No rating system. No stars or thumbs up/down. No cancellation rate. No acceptance percentage. 

You know everything about the order before you accept it. It tells you where you have to pick up from, the neighborhood you are dropping it off to and how much you will be paid. 

2 minutes to accept the order. I don't remember how long Uber gave but I think it was 10 seconds or less. This helps if you're in a bad cell area or in a high rise apartment building. 

Don't need to keep the app on the screen. This was a huge pet peeve with Uber. There were times I got logged off because I was surfing the net on my phone waiting for an order. Not only does Caviar run in the background, it also sends a text message when you've been assigned a new order. Now while I'm waiting I watch Netflix.

Driver support is easy to get a hold of and super helpful. I have had a few orders with wrong addresses, people not home, another driver sent to pick up the same order. Support is a text away and I've always been fairly compensated for my trouble. 

Cons:

Scheduled shifts. Shifts fill up pretty quick. You can sign on without scheduling but priority goes to the scheduled drivers. 

No reimbursement for tolls. This may seem nit picky but if I'm going to give a fair assessment I think this needs to be mentioned. In Dallas there is only 1 toll road in the delivery area so it's really not that big of a deal to me.

Small delivery area. This is a pro in some ways. I drive a lot less delivery miles, but the delivery area is 30 miles from my home so I'm limited to how often I can work. 

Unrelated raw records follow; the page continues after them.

PR #842, opened 2020-12-15
Simplifies Stein utilities and adds tests

fehiepsi:
As title.

@OlaRonning Could you help me review this? For some reason, I couldn't make the tests pass with the `master` implementation (with `len(batch_shape)>=2`, it throws some vmap error, and with `batch_shape=()`, the `assert_allclose` failed). If I understand something wrong, please let me know.

Currently, the test for PrecondMatrixKernel raises assertation error
```
E       AssertionError: 
E       Not equal to tolerance rtol=1e-07, atol=0
E       
E       Mismatched elements: 2 / 4 (50%)
E       Max absolute difference: 128.7461
E       Max relative difference: 2.29563e+10
E        x: array([[128.7461,   0.    ],
E              [  0.    , 128.7461]], dtype=float32)
E        y: array([[5.608312e-09, 0.000000e+00],
E              [0.000000e+00, 9.347186e-05]], dtype=float32)
```

Probably there is something wrong with this PR. How did you come up with those numerical values, @OlaRonning? FYI, pyro gp kernels are [tested against GPy package](https://gist.github.com/fehiepsi/cf55756ea44dbf87bbb51ab331738a87).

I think we need to think about adding more tests for stein kernels. So we can be more confident that there is a bug on the user side, rather than in the implementation.


numpyro/infer/einstein/kernels.py
```diff
@@ -205,6 +205,7 @@ def mode(self):
         return self._mode
 
     def compute(self, particles, particle_info, loss_fn):
+        # FIXME(fehiepsi): is the usage of `numpy.random` here safe?
```
fehiepsi, line 208: @OlaRonning Does those `np.random` calls happen 1 time and not happen under jit?

OlaRonning: @fehiepsi good question, it should happen once even under jit. If I've understood correctly, the return from `npr.randn` should be cached in jaxpr as constants.

OlaRonning:
@fehiepsi, I'll have a look at the PR tomorrow. To compute the values in the test, I wrote a small script in NumPy; I have it on my workstation.
I agree a larger test sweep would be desirable, in particular, if we can compare the kernel computations with reference implementations in other frameworks.

numpyro/infer/einstein/kernels.py
fehiepsi: I see. Thanks, it seems that this is used to have the same random_weights/biases and the same choice of particles
```
particles = particles[npr.choice(particles.shape[0], self.bandwidth_subset)]
```
across vectorized/parallel maps (`vmap`, `pmap`,...). I am not sure about this design decision, especially for the particle subset above. That determination does not match the word "random" as I expected in dropout. Here if we run `jit(compute)` multiple times, I guess the same subset will be selected while if we run `compute` multiple times, different subsets will be selected each time. Could you suggest a note to add to the docs for this behavior?

OlaRonning:
Hi @fehiepsi,
So had a closer look, first of all, I'll update the third particle in `PARTICLES_2D` as it causes the hessian 
``` python
  lambda x: np.array([[12 * x[0] ** 2, 0.], [0., -3 * x[1]]])
```
to become singular. The Jax NumPy version of `inv` puts in `inf`, which gets caught by the `jnp.maximum(-jnp.inf, 1e-5)` and so the problem is silent. I'll update the tests and make a PR for your branch.

OlaRonning:
Found a problem with the `RBF` kernel, so will make the PR for NumPyro master.

fehiepsi:
Thanks for the help, really appreciate it @OlaRonning !

> the issue with the vmap, can you be more specific as to where this occurs

It happens for the test cases with `len(batch_shape) >= 2` in the previous version but not with the changes here. Reproducible code if you are interested in
```python
import jax
import jax.numpy as jnp
mlambda = jnp.ones((2, 3, 4))
mlambdasqrt = jax.vmap(lambda ml: jnp.diag(jnp.maximum(ml, 1e-5) ** 0.5),
                       in_axes=tuple(range(jnp.ndim(mlambda) - 1)))(mlambda)
```

numpyro/infer/einstein/utils.py
```diff
@@ -1,37 +1,41 @@
...
 def sqrth(m):
     """ Map a matrix to a positive definite matrix and square root it. """
     mlambda, mvec = jnp.linalg.eigh(m)
-    if jnp.ndim(mlambda) >= 2:
-        mlambdasqrt = jax.vmap(lambda ml: jnp.diag(jnp.maximum(ml, 1e-5) ** 0.5),
-                               in_axes=tuple(range(jnp.ndim(mlambda) - 1)))(mlambda)
-        msqrt = mvec @ mlambdasqrt @ jnp.swapaxes(mvec, -2, -1)
-    else:
-        mlambdasqrt = jnp.diag(jnp.maximum(mlambda, 1e-5) ** 0.5)
-        msqrt = mvec * mlambdasqrt * jnp.swapaxes(mvec, -2, -1)
```
fehiepsi, line 25: @OlaRonning `msqrt = mvec * mlambdasqrt * jnp.swapaxes(mvec, -2, -1)` should be `msqrt = (mvec * mlambdasqrt) @ jnp.swapaxes(mvec, -2, -1)`?

OlaRonning: Nice catch. Yes, that is correct!
``` python
>>> arr = np.array([[2,1],[1,5]])
>>> mlambda, mvec = np.linalg.eigh(arr)
>>> mvec * np.diag(mlambda) * mvec.T
array([[1.5547002 , 0.        ],
       [0.        , 4.85747583]])
>>> (mvec * mlambda) @ mvec.T
array([[2., 1.],
       [1., 5.]])
```
Won't update it as this PR fixes with cleaner code and [test](https://github.com/pyro-ppl/numpyro/pull/842/files/896cb36c16a127ff8c97cacebd0e00e43a92e3c7#diff-22c8c05fa7e59344b962bb707c5840651f9c21bd9404591e2e4c38545e58a9e1R97-R103).

fehiepsi:
Thanks for reviewing and helping me fix the test @OlaRonning! Looking like the remaining thing is to discuss how random works in the random feature kernel. Would like to hear more of your thought on that. I am a bit worried that the numpy.random usage makes things a bit diverge from jax random philosophy.

numpyro/infer/einstein/kernels.py
OlaRonning: Sorry I've gotten back regarding this. 

I re-read the [SVGD as Moment matching paper](https://arxiv.org/pdf/1810.11693.pdf) and in the Empirical Experiments section (Appendix D), the specify that the random parameters are selected once (at the beginning) and fixed over iteration. That this is consistent with the random feature representation (eq. 5) they use in their analysis is not entirely apparent to me.

The current naming is foremost faithful to the paper that introduces them. However, I appreciate the disconnect with the "common" semantic of an iterative random process. The kernels are written to use JIT compiling, and so a warning that triggers if the kernel is used without JIT compilation would suffice?

OlaRonning: Regarding the divergence from Jax explicitly parsing the state of the PRNG, I agree that using `numpy.random` is undesirable. With that in mind, I think it should be rewritten using `jax.random`, but it maintains it's current behavior.

fehiepsi: Thanks for explaining! It is clearer to me now. Unlike other kernels, the particle shapes here are fixed and unlike dropout, the particle subset is also fixed. Looking like we should add an assertation
```python
if self._particles_shape is None:
    self._particles_shape = particles.shape
else:
    assert particles.shape == self._particles_shape, \
        "Expect particles.shape={}, but got {}.".format(self._particles_shape, particles.shape)
```
and revise
```python
if self.bandwidth_subset is not None:
    particles = particles[npr.choice(particles.shape[0], self.bandwidth_subset)]
```
into something like
```python
if self.bandwidth_subset is not None:
    if self._bandwidth_subset_indices is not None:
        self._bandwidth_subset_indices = npr.choice(particles.shape[0], self.bandwidth_subset)
    particles = particles[self._bandwidth_subset_indices
```

This still suffers from the issue: parallel map steinvi with different seeds will use the same weight/bias/subset_indices. To match JAX behavior, I think we can add `rng_key` to the constructor and initialize those infos (weights, bias, subset indices) using that random key. This will require users to specify a random seed for this kernel. What do you think?

OlaRonning: That looks great! 

Would it be possible to get the `rng_key` using the `primitive` instead of adding it as a parameter? To keep the signature consistent.

fehiepsi: It seems reasonable but will require running this `compute` method under `seed` handler. Did you run this method under `seed` handler in `svi.init`? We used similar approach in `numpyro.module`:
```python
params = numpyro.param(...)
if params is None:
    rng = numpyro.prng_key()
    params = module.get_initial_params(rng)
```

OlaRonning: Currently, a kernel object is passed as a parameter when instantiating as in
``` python
stein = Stein(model, WrappedGuide(guide), Adam(1e-3), TraceELBO(),RandomFeatureKernel())
```
and not instantiated by `Stein` (as I remembered it). With that in mind, I think adding a rng_key to `__init__` for `RandomFeatureKernel` is a fine solution
``` python
stein = Stein(model, WrappedGuide(guide), Adam(1e-3), TraceELBO(),RandomFeatureKernel(rng_key))
```

fehiepsi: I just took a look at your Stein PR #833. It turns out that the kernel is used in `_svgd_loss_and_grads`, which is not run under the `.init()` method. It seems to be tricky to keep the signature consistent here. A solution is to follow SVI/stax/flax/haiku pattern, which is to have a `kernel.init` method that does the initialization job. In SVI or Stein, the `init` method is passed with `rng_key`, so we can use a random key there to initialize the kernel. Something likes
```python
class EinSteinVI(...):
    def init(self, rng_key, ...):
        rng_key, rng_kernel = random.split(rng_key)
        # no-op for all kernels except for `RandomFeatureKernel`
        # (this can also be a chance to precompute any constant terms in each kernel)
        self.kernel_fn.init(rng_key, particles_shape)
```
That way, we can keep the signature consistent. What do you think?

fehiepsi: I just pushed a commit with the above approach. My only concern is if `particles_shape` is easy to obtain in `Stein.init`. My impression is `Stein.init` and `Stein.update` have a similar signature, so this formation should be available in `init` method. But I might misunderstand something...

test/test_einstein_kernels.py
```diff
@@ -34,7 +38,7 @@
     T(RandomFeatureKernel,
       lambda d: {},
       lambda x: x,
-      {'norm': 12.190277}),
+      {'norm': 15.486456}),
```
fehiepsi, line 41: @OlaRonning Because the random pattern is changed (using jax.random instead of numpy.random), this test failed. So I changed the number here. I think testing against a random seed is not a good way but have no other ideas.

OlaRonning: LGTM

fehiepsi:
@OlaRonning Would you mind if I close this PR and move the current code `infer/einstein` in `master` branch to `contrib/einstein`? That way it will be easier for you to update the api (e.g. to address some issues in this PR) and contribute with less obligation to write careful tests. It will also easier for me (I'll mainly look into the big picture, rather than details) to review your Stein PRs. If we keep it in `infer`, after the release, you will need to add deprecation messages for any change in the API. What do you think?

OlaRonning:
That is fine with me. Must have missed some discussion. I'll have a look tomorrow morning.

fehiepsi:
Please take your time. I'm just trying to clean up tasks for releasing. We can address issues discussed so far after the release. :)

numpyro/infer/einstein/kernels.py
OlaRonning: The stein particles are initialized during `Stein.init`  [here](https://github.com/pyro-ppl/numpyro/blob/c2e6ae08c3de6e4ab4cddc44ce4c47a64e76660e/numpyro/infer/einstein/stein.py#L269-L271), so their shape will be available in `Stein.init`.

fehiepsi: Hi @OlaRonning, could you take over this PR and make a separate PR for this? I think you understand how to make the change consistent much better than me. It is also faster for us to move Stein inference forward. :)

OlaRonning: Yes absolutely. Just for clarity, you suggest making a separate PR for `kernel.init` (also updating the `Stein.init`), factor your current `RandomFeatureKernel.init` out of this PR, and merging the remainder?

fehiepsi: Yup, but you might not need to have several PRs for this: just a single one similar to this but being more completed is enough (e.g. I'm not sure if `def init(self, rng_key, particles_shape):` is a good signature for the init method).

OlaRonning: I see, thanks for clarifying. I'll code and see how it works out :)

OlaRonning:
@fehiepsi I've created a branch on aleatory-science from your fork. I'll do the refactor there, and then we can do the git-foo to turn it into PR for Numpyro.

fehiepsi:
Thank you, @OlaRonning! Let me close this PR. :)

Not as busy. With Uber the orders didn't stop when I signed on for a dinner shift. Caviar is still growing in this area so there aren't as many orders. I never do more than 5 hour shifts. There have been days when I've only gotten 5 orders and days when I've gotten 10 orders. But between the pay and tips, even getting 5 orders I'm still making as much as I did with Uber but driving half as much. 

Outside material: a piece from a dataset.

PR #843, opened 2020-12-16
Fixed bandwidth for RBF kernel and test cases

OlaRonning:
This PR fixes the test cases to be consistent with the assumptions for Stein kernels. The Precondition Kernel is now tested for the constant case as it is simpler to verify the computation manually.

That's been my experience. If there are other Caviar drivers out there, I'd like to know if you are having the same experience.


----------



## Jagent (Jan 29, 2017)

Nice review! Sounds like a pretty good gig.


----------



## Woohaa (Jan 15, 2017)

I do Caviar in Los Angeles and the payscale sounds a bit higher out here. They do pay the most out of all the delivery services but you'll average about two an hour, as opposed to the other apps like Postmates that give you all you can handle. 

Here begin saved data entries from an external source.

PR #844, opened 2020-12-16
Add has_rsample / rsample attribute to distributions

fehiepsi:
@neerajprad Do we need to test for those attributes?

### DIFF
--- a/docs/source/distributions.rst
+++ b/docs/source/distributions.rst
@@ -49,6 +49,14 @@ TransformedDistribution
     :show-inheritance:
     :member-order: bysource
 
+Delta
+-----
+.. autoclass:: numpyro.distributions.distribution.Delta
+    :members:
+    :undoc-members:
+    :show-inheritance:
+    :member-order: bysource
+
 Unit
 ----
 .. autoclass:: numpyro.distributions.distribution.Unit
@@ -328,14 +336,6 @@ CategoricalLogits
 CategoricalProbs
 ----------------
 .. autoclass:: numpyro.distributions.discrete.CategoricalProbs
-    :members:
-    :undoc-members:
-    :show-inheritance:
-    :member-order: bysource
-
-Delta
------
-.. autoclass:: numpyro.distributions.discrete.Delta
     :members:
     :undoc-members:
     :show-inheritance:
--- a/numpyro/distributions/distribution.py
+++ b/numpyro/distributions/distribution.py
@@ -33,7 +33,6 @@ import warnings
 import numpy as np
 
 from jax import lax, tree_util
-from jax.dtypes import canonicalize_dtype
 import jax.numpy as jnp
 
 from numpyro.distributions.constraints import is_dependent, real
@@ -863,14 +862,14 @@ class Delta(Distribution):
         batch_dim = jnp.ndim(v) - event_dim
         batch_shape = jnp.shape(v)[:batch_dim]
         event_shape = jnp.shape(v)[batch_dim:]
-        self.v = lax.convert_element_type(v, canonicalize_dtype(jnp.float64))
+        self.v = v
         # NB: following Pyro implementation, log_density should be broadcasted to batch_shape
         self.log_density = promote_shapes(log_density, shape=batch_shape)[0]
         super(Delta, self).__init__(batch_shape, event_shape, validate_args=validate_args)
 
     def sample(self, key, sample_shape=()):
         shape = sample_shape + self.batch_shape + self.event_shape
-        return jnp.broadcast_to(device_put(self.v), shape)
+        return jnp.broadcast_to(self.v, shape)
 
     @validate_sample
     def log_prob(self, value):
--- a/numpyro/distributions/distribution.py
+++ b/numpyro/distributions/distribution.py
@@ -418,14 +418,14 @@ class ExpandedDistribution(Distribution):
         return samples.reshape(sample_shape + self.batch_shape + self.event_shape)
 
     def rsample(self, key, sample_shape=()):
-        return self._sample(self.base_dist.rsample, sample_shape)
+        return self._sample(self.base_dist.rsample, key, sample_shape)
 
     @property
     def support(self):
         return self.base_dist.support
 
     def sample(self, key, sample_shape=()):
-        return self._sample(self.base_dist.sample, sample_shape)
+        return self._sample(self.base_dist.sample, key, sample_shape)
 
     def log_prob(self, value):
         shape = lax.broadcast_shapes(self.batch_shape,
--- a/numpyro/distributions/distribution.py
+++ b/numpyro/distributions/distribution.py
@@ -195,7 +195,7 @@ class Distribution(metaclass=DistributionMeta):
 
     @property
     def has_rsample(self):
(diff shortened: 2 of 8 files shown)


fritzo (commented):
In Pyro we define roughly
```py
def __call__(self, sample_shape=()):
    if self.has_rsample:
        return self.rsample(sample_shape)
    else:
        return self.sample(sample_shape)
```
It might make sense to follow this convention so that SVI implementations agree? Note then you'd need to change a couple of the `.sample()` implementations in this PR to defer to `base_dist.sample` rather than `base_dist.__call__()`.

eb8680:
> It might make sense to follow this convention so that SVI implementations agree?

We could also consider removing `Distribution.__call__` in Pyro - it's another awkward API relic from the early days.

numpyro/distributions/distribution.py
```diff
@@ -193,6 +193,16 @@ def event_dim(self):
...
         return len(self.event_shape)
 
+    @property
+    def has_rsample(self):
+        return not self.is_discrete
+
+    def rsample(self, key, sample_shape=()):
+        if self.has_rsample:
+            self.sample(key, sample_shape=sample_shape)
+        else:
```
neerajprad, line 203: nit: no `else` needed here.

numpyro/distributions/distribution.py
```diff
@@ -193,6 +193,16 @@ def event_dim(self):
         """
         return len(self.event_shape)
 
+    @property
+    def has_rsample(self):
+        return not self.is_discrete
```
neerajprad, line 198: We already have a more granular `reparametrized_params` available. I'm not sure if all our continuous distributions are reparametrized? If so, a safer choice might be `return set(self.reparametrized_params) == set(self.arg_constraints.keys())`.

neerajprad:
> @neerajprad Do we need to test for those attributes?

I suppose it will be nice to add some small tests that check - consistency between `reparametrized_params` and `rsample`, and whether we are correctly assigning this for compound distributions like MaskedDistribution/TransformedDistribution, but it is up to your judgment. :) We are doing gradient testing for rsample anyways which is the more important part.

numpyro/distributions/distribution.py
fehiepsi: Makes sense to me. I'll make the change. One thing is reparameterized notion is a bit ambiguous. If I understand correctly, TFP folks implement reparameterized sampler for gamma, then the paper implies dirichlet or studentt using gamma sampler are also reparameterized. But it is a bit different from @fritzo and @martinjankowiak work, where any derived sampler needs its own reparam sampler.

fritzo: fyi: I would say that also in Martin's and my work, we get downstream samplers like Dirichlet and StudentT for free. However those "free" samplers used by tfp involve latent variables (e.g. the gamma in a student t sampler), and therefore introduce variance. What Martin and I did was to derive a custom reparametrization for Dirichlet that is deterministic and therefore has lower variance than the "free" version that tfp uses. But in both cases it is safe to set `.has_rsample = True`.

neerajprad: @fehiepsi - I wasn't sure about distributions like `LKJCholesky`, for instance.

fehiepsi: @fritzo Thanks! I was hesitating to set `has_rsample=True` for Dirichlet/StudentT because I couldn't make them pass the pathwise tests. But it seems that the "free" version is not expected to pass those tests because they have higher variance. I'll update the PR to set `has_rsample=True` for those distributions.

@neerajprad Looking like we can set `rsample` for it because it is a transformed distribution of a Beta distribution. :D

fehiepsi:
@neerajprad Thanks for your suggestion! The additional tests catch a couple of bugs. =.= Here, I also exposed more "reparameterized" params, which are tested in `test_sample_gradient` except for parameters inherit from gamma samplers.

numpyro/distributions/distribution.py
```diff
@@ -193,6 +193,16 @@ def event_dim(self):
         """
         return len(self.event_shape)
 
+    @property
+    def has_rsample(self):
+        return set(self.reparametrized_params) == set(self.arg_constraints)
```
fritzo, line 198: **[low priority]** I like @neerajprad's suggestion here. I suppose we could be even more precise; I don't know the JAX syntax, but in PyTorch we could write:
```py
return all(name in self.reparametrized_params
           for name in self.arg_constraints
           if getattr(self, name).requires_grad)
```

docs/source/distributions.rst
```diff
@@ -49,6 +49,14 @@ TransformedDistribution
     :show-inheritance:
     :member-order: bysource
 
+Delta
```
fehiepsi, line 52: I moved Delta out of Discrete because its behavior is more special.

numpyro/distributions/distribution.py
fehiepsi: It is trickier here because, in jax, the gradients are not stored in the variables: the function `grad(f)` can be applied for any ndarray.

test/test_distributions.py
```diff
@@ -99,7 +99,7 @@ def sample(self, key, sample_shape=()):
 }
 
 CONTINUOUS = [
-    T(dist.Beta, 1., 2.),
+    T(dist.Beta, 0.2, 1.1),
```
fehiepsi, line 102: nothing special, I just changed this for pathwise testing but forgot to reset the values =.=

fehiepsi:
I have no idea why on CI, discrete distributions have `rsample`... I can't replicate it in my system.

test/test_distributions.py
```diff
@@ -338,20 +370,32 @@ def test_unit(batch_shape):
...
+    gamma_derived_params = {
+        "Gamma": ["concentration"],
+        "Beta": ["concentration1", "concentration0"],
+        "Chi2": ["df"],
+        "InverseGamma": ["concentration"],
+        "LKJ": ["concentration"],
+        "LKJCholesky": ["concentration"],
+        "StudentT": ["df"]
+    }.get(jax_dist.__name__, [])
+    reparameterized_params = [p for p in jax_dist.reparametrized_params
```
neerajprad, line 383: Is there a reason to not test these?

fehiepsi: I think this test is not designed for pathwise gradient:
```python
import torch
import pyro
import pyro.distributions as dist

def f(x):
    pyro.set_rng_seed(0)
    return dist.Gamma(x, 1).rsample()

x = torch.tensor(1., requires_grad=True)
f(x).backward()
eps = 1e-3
numerical = (f(x + eps) - f(x - eps)) / (2 * eps)
print(x.grad, numerical.detach())
```
print `tensor(1.9066) tensor(1422.4575)`.

fehiepsi: We have a separate test `test_pathwise_gradient` below, but it only works for `gamma` and `chi2`. Other distributions have high variance.

neerajprad: Thanks for explaining, @fehiepsi! LGTM.

neerajprad (approved):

But generally you'll have to do about three Dasher or Postmates orders to equal one good Cavy order.


----------



## TiaraD (Jan 27, 2017)

Woohaa said:


> I do Caviar in Los Angeles and the payscale sounds a bit higher out here. They do pay the most out of all the delivery services but you'll average about two an hour, as opposed to the other apps like Postmates that give you all you can handle.
> 
> But generally you'll have to do about three Dasher or Postmates orders to equal one good Cavy order.


Thanks I'm also in L.A. and was thinking of adding Caviar to my delivery plate lol. May I ask where in L.A. you drive? I mostly do Westside and South Bay. Thanks in advance.

Thanks for sharing your experience!



UEDriverMK said:


> So I worked a few weekends with Caviar in Dallas so I'm sharing my experience with everyone.
> 
> Prior to this I've only done Uber Eats so that's all I have to compare it to.
> 
> ...


----------



## Woohaa (Jan 15, 2017)

TiaraD said:


> Thanks I'm also in L.A. and was thinking of adding Caviar to my delivery plate lol. May I ask where in L.A. you drive? I mostly do Westside and South Bay. Thanks in advance.


DTLA, Westwood/Brentwood areas.


----------



## tohunt4me (Nov 23, 2015)

UEDriverMK said:


> So I worked a few weekends with Caviar in Dallas so I'm sharing my experience with everyone.
> 
> Prior to this I've only done Uber Eats so that's all I have to compare it to.
> 
> ...


I thought we were discussing REAL CAVIAR !

There is a small fortune to be made in Mullet Roe Caviar. The season only lasts about 3 weeks. Have to hit it hard and hit it fast.
Bottarga.


----------



## TiaraD (Jan 27, 2017)

Woohaa said:


> DTLA, Westwood/Brentwood areas.


Thanks for responding! I figured Brentwood would be a good one. Hoping for some in South Bay too.


----------



## saucy05 (Aug 23, 2015)

Started driving for them yesterday and so far I'm not impressed. They don't seem to have enough orders to satisfy even a single order per hour at peak hours. 

I was hoping it could be a better paying version of postmates where I can log in and out as I please but nope not even close.


----------